*Task to carry out*
Would you return the lines from the one that contains "Right on - feel" to the last line of the entries below, exactly and with nothing added?

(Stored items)
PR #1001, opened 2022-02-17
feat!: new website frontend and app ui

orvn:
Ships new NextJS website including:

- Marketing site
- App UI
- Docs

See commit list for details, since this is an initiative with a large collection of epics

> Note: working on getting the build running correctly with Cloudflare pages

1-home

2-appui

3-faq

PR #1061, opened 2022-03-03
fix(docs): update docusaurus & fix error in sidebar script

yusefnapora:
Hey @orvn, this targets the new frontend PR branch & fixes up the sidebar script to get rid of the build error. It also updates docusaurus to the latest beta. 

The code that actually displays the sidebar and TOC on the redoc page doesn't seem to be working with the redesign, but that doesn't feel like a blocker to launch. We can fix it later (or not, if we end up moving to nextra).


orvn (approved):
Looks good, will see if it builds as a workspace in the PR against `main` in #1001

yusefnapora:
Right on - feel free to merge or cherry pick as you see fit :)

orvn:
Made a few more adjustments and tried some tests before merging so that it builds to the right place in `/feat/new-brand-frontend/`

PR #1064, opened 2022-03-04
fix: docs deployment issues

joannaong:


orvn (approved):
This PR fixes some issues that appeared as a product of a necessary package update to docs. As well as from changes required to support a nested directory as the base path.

*Response to this task*
Right on - feel free to merge or cherry pick as you see fit :)

orvn:
Made a few more adjustments and tried some tests before merging so that it builds to the right place in `/feat/new-brand-frontend/`

PR #1064, opened 2022-03-04
fix: docs deployment issues

joannaong:


orvn (approved):
This PR fixes some issues that appeared as a product of a necessary package update to docs. As well as from changes required to support a nested directory as the base path.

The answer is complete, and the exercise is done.